EXERCISE OBJECTIVE :: Reproduce exactly the lines from the top of the records below through the line holding "Rewrite the way".

SOURCE RECORDS ::
=== Begin Enclosure ===

PR #2417, opened 2022-03-20
entc/gen: use join for loading m2m relationship

a8m:
Rewrite the way Ent eager-loads M2M edges, by replacing two queries with a single JOIN query. The main reasons are:
1. This change is necessary for the nested-pagination implementation in `entgql` in order to use SQL `WINDOW` functions and limit the number of edges returned for each entity.
2. In the average case, Ent users limit the number of records they query from the database using entgql/entproto pagination or use limit+offset, and the previous implementation used to scan all edges even though it was not necessary (e.g. `With<E>` configured with `Limit`, `Order` or `Where`). 
3. If we want to keep the previous implementation and avoid scanning all edges, we should add `JOIN` to the destination table which makes it irrelevant. 
4. In case there are many edges, the previous implementation is reached the database parameters limit (e.g. 65535 in PostgreSQL).  

### Test plan

Added 10K users, and connected each one of them to a unique group with attribute `active=false`. Then, created another 10 groups (with `active=true`) and connected them to all users.

The results are as follows:

```
TestMySQL/8 (branch:withm2m)
users->groups(active:false)	104.482914ms
users->groups			394.802676ms
groups(active:false)->users	105.381099ms
groups->users			104.649884ms

TestMySQL/8 (branch:master)
users->groups(active:false)	176.937021ms
users->groups			180.452625ms
groups(active:false)->users	111.331736ms
groups->users			165.322574ms
```

When querying `users->groups`, the new JOIN of `users.id` + `groups` columns generate 99990 duplicate rows, unlike the previous solution, that used 2 queries. One for getting all edges (without filtering) from join-table, and another one for querying the destination table (the one requested on `With`). 
However, in cases like `groups(active:false)` when there are no duplicate rows at all, the numbers are much better. 

### Future work

If we'll feel it is necessary, we can provide users an option to configure the way relationships are queried using "runtime annotation/hints". Some rough ideas I have in mind:

```go
client.User.Query().
    WithGroups(sql.LoadWithJoin()).
    WithFriends(sql.LoadWithSubQuery()).
    All(ctx)
```

### DIFF
--- a/entc/gen/template/dialect/sql/query.tmpl
+++ b/entc/gen/template/dialect/sql/query.tmpl
@@ -23,7 +23,7 @@ in the LICENSE file in the root directory of this source tree.
 {{ $builder := pascal $.Scope.Builder }}
 {{ $receiver := receiver $builder }}
 
-func ({{ $receiver }} *{{ $builder }}) sqlAll(ctx context.Context) ([]*{{ $.Name }}, error) {
+func ({{ $receiver }} *{{ $builder }}) sqlAll(ctx context.Context, hooks ...queryHook) ([]*{{ $.Name }}, error) {
 	var (
 		nodes = []*{{ $.Name }}{}
 		{{- with $.UnexportedForeignKeys }}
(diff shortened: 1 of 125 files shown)


entc/gen/template/dialect/sql/query.tmpl
```diff
@@ -272,74 +271,58 @@ func ({{ $receiver }} *{{ $builder }}) sqlQuery(ctx context.Context) *sql.Select
...
-					Table: {{ $.Package }}.{{ $e.TableConstant }},
-					Columns: {{ $.Package }}.{{ $e.PKConstant }},
-				},
-				Predicate: func(s *sql.Selector) {
-					s.Where(sql.InValues({{ $.Package }}.{{ $e.PKConstant }}[{{ if $e.IsInverse }}1{{ else }}0{{ end }}], fks...))
-				},
+			query.Where(func(s *sql.Selector) {
+				joinT := sql.Table({{ $.Package }}.{{ $e.TableConstant }})
+				{{- $edgeid := print $e.Type.Package "." $e.Type.ID.Constant }}
+				{{- $fk1idx := 1 }}{{- $fk2idx := 0 }}{{ if $e.IsInverse }}{{ $fk1idx = 0 }}{{ $fk1idx = 1 }}{{ end }}
```
masseelch, line 285: `{{ $fk1idx = 0 }}{{ $fk1idx = 1 }}`

That part looks not right. One should be `fk2idx`, correct?

masseelch (changes requested):

entc/gen/template/dialect/sql/query.tmpl
a8m: Correct.

masseelch (approved):
The tests did not pick up the bug, did they? Should we add a test for it?

masseelch (approved):
:100:

PR #2432, opened 2022-03-28
update example import

cjraa:
Generator example is importing `github.com/ariga/ogent` instead of `ariga.io/ogent`


masseelch (approved):
Thank you @cjraa, nice catch!

PR #2440, opened 2022-04-01
init db version before executing diff

CharlesGe129:
What's the problem: Under versioned migration on MySQL 8.0, unique string field would be generated as type varchar(191) instead of varchar(255). This is because in generating migration files by NamedDiff(), sqlDialect's init() method is not called. 

Further concern: For init() function, MySQL and Postgres's implementation checks the database version which is what I want. But SQLite's implementation checks the foreign_keys support. So I think there might be a better may to check the database version before doing Diff().

### DIFF
--- a/dialect/sql/schema/migrate.go
+++ b/dialect/sql/schema/migrate.go
@@ -173,6 +173,9 @@ func (m *Migrate) NamedDiff(ctx context.Context, name string, tables ...*Table) 
 	if m.atlas.dir == nil {
 		return errors.New("no migration directory given")
 	}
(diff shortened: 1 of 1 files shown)


masseelch (approved):

masseelch:
@all-contributors please add @CharlesGe129 for code.

masseelch:
@CharlesGe129 Thank you for this. Indeed calling `init()` is what we should do.

CharlesGe129:
@masseelch Thanks! Glad to be helpful.

PR #2441, opened 2022-04-01
Fix incorrect Go code in GoType() doc comments

fgm:
All examples used repeated argument names, which do not compile


a8m:
Thanks for the fix @fgm! Can you please update the numeric.tmpl and run codegen (go generate ./schema/field/…).

fgm:
Done, sorry I hadn't noticed it was a generated file.

a8m:
Thanks 🙏🏻

PR #2470, opened 2022-04-13
dialect/sql/schema: option to enable atlas sum file

masseelch:
Documentation will follow in another PR describing why this is useful and how to use it (and fix failures).


dialect/sql/schema/atlas.go
```diff
@@ -264,6 +264,13 @@ func WithFormatter(fmt migrate.Formatter) MigrateOption {
 	}
 }
 
+// EnableSumFile instructs atlas to generate a migration directory integrity sum file as well.
+func EnableSumFile() MigrateOption {
```
a8m, line 268:
```suggestion
func WithSumFile() MigrateOption {
```

Maybe use `With` to stay consistent with other `MigrateOption`s.

a8m (approved):
:shipit:

PR #2471, opened 2022-04-13
doc/md: document atlas sum file usage

masseelch:


doc/md/versioned-migrations.md
```diff
@@ -241,3 +241,115 @@ func main() {
    }
 }
 ```
+
+## Atlas migration directory integrity file
+
+Suppose you have multiple teams develop a feature in parallel and both of them need a migration. If Team A and Team B do
+not check in with each other, they might end up with a broken migration directory since new files do not raise a merge
+conflict in a version control system like git. To prevent concurrent creation of new migration files and guard against
```
a8m, line 249: Maybe give a scenario example? e.g. Both teams tried to add the same column => will cause a migration failure.

doc/md/versioned-migrations.md
```diff
@@ -241,3 +241,115 @@ func main() {
...
+accidental changes in the migration history, Atlas has a feature called __Migration Directory Integrity File__, which simply is
+another file in your migration directory called `atlas.sum`.
```
a8m: I'd also explain why this is good for this use case, how it prevents these scenarios, and how to troubleshoot such conflicts using this file. Please, let me know if you need help with this

doc/md/versioned-migrations.md
```diff
@@ -241,3 +241,115 @@ func main() {
...
+   "ariga.io/atlas/sql/sqltool"
+   "entgo.io/ent/dialect/sql"
+   "entgo.io/ent/dialect/sql/schema"
+   "entgo.io/ent/entc"
+   "entgo.io/ent/entc/gen"
+)
+
+func main() {
+   // Load the graph.
+   graph, err := entc.LoadGraph("/.schema", &gen.Config{})
```
a8m, line 284: I'm curious why you don't use `<project>/ent/migrate.Tables` instead? It's defined statically, and also promises that the codegen already was executed for the schema.

doc/md/versioned-migrations.md
```diff
@@ -241,3 +241,115 @@ func main() {
...
+   // Open connection to the database.
+   dlct, err := sql.Open("mysql", "root:pass@tcp(localhost:3306)/test")
+   if err != nil {
+      log.Fatalln(err)
+   }
+   // Inspect it and compare it with the graph.
+   m, err := schema.NewMigrate(dlct, schema.WithDir(d),
+      // highlight-start
+	  // Enable the Atlas Migration Directory Integrity File.
+      schema.WithSumFile(),
```
a8m, line 306:
```suggestion
      // Enable the Atlas Migration Directory Integrity File.
      schema.WithSumFile(),
```

doc/md/versioned-migrations.md
```diff
@@ -241,3 +241,169 @@ func main() {
...
+   }
+   if err := m.Diff(context.Background(), tbls...); err != nil {
+      log.Fatalln(err)
+   }
+}
+```
+
+In addition to the usual `.sql` migration files the migration directory will contain the `atlas.sum` file. Every time
+you let Ent generate a new migration file, this file is updated for you. However, every manual change made to the
+mitration directory will render the migration directory and the `atlas.sum` file out-of-sync. With the Atlas CLI you can
```
a8m, line 370:
```suggestion
migration directory will render the migration directory and the `atlas.sum` file out-of-sync. With the Atlas CLI you can
```

a8m (approved):
Looks good 💯

PR #2482, opened 2022-04-18
doc/md - added usage note for golang-migrate

thmeitz:


masseelch:
🙏

doc/md/versioned-migrations.md
```diff
@@ -241,3 +241,17 @@ func main() {
...
+
+```
+"user:password@tcp(host:port)/dbname?multiStatements=true"
+```
+
+**Why?**
+
+Without the `multiStatements=true` parameter, the migration will fail if there is more than one SQL statement in the migration file.
+
+Please note that all other options you use for your DSN must be added as well!
```
masseelch, line 257: I'd drop this sentence and change the above to something like "you need to add the `multiStatements` parameter to true as in the example below" and then take the DSN we used in the documents with the param applied. WDYT?

thmeitz: I'm fine with your change.

masseelch (approved):

PR #2506, opened 2022-04-28
dialect/sql: support string based pk for mysql56 indexes (prevent err…

masseelch:
…or 1071)


a8m (approved):

entc/integration/customid/ent/schema/revision.go
```diff
@@ -0,0 +1,21 @@
...
+)
+
+// Revision holds the schema definition for the Revision entity.
+type Revision struct {
+	ent.Schema
+}
+
+// Fields of the Revision.
+func (Revision) Fields() []ent.Field {
+	return []ent.Field{field.String("id")}
```
a8m, line 20:
```suggestion
	return []ent.Field{
		field.String("id"),
	}
```

a8m (approved):
💯

PR #615, opened 2018-03-10
disk-trim downgrade "recommended" to "you may want"

awokd:
per https://github.com/QubesOS/qubes-issues/issues/3686

### DIFF
--- a/configuration/disk-trim.md
+++ b/configuration/disk-trim.md
@@ -59,7 +59,7 @@ However, inside App and Template qubes, the `discard` mount option is on by defa
 
 If you are using Qubes with LVM, you may also want to set `issue_discards = 1` in `/etc/lvm/lvm.conf`.
 Setting this option will permit LVM to issue discards to the SSD when logical volumes are shrunk or deleted.
-In R4.x, LVM Logical volumes are frequently deleted (every time a disposable VM is shut down, for example) so setting `issue_discards = 1` is recommended if using an SSD.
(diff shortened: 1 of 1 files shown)


awokd:
1. It's not security vs. convenience or SSD life. It's security vs. secure with a theoretical information disclosure that's been around for 10 years yet I'm unaware of any instance in which it was useful information for an attack (i.e. the hair splitting).
2. If I repeat the information and link covered in the introduction for this single setting, I should also do the same for each setting in the fstrim section as well as those in the LUKS section because they all can result in passing through discards to disk. For consistency, I should actually remove the extraneous mention of it from this one...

=== End Enclosure ===

SOLUTION FOR THIS PROBLEM ::
PR #2417, opened 2022-03-20
entc/gen: use join for loading m2m relationship

a8m:
Rewrite the way Ent eager-loads M2M edges, by replacing two queries with a single JOIN query. The main reasons are:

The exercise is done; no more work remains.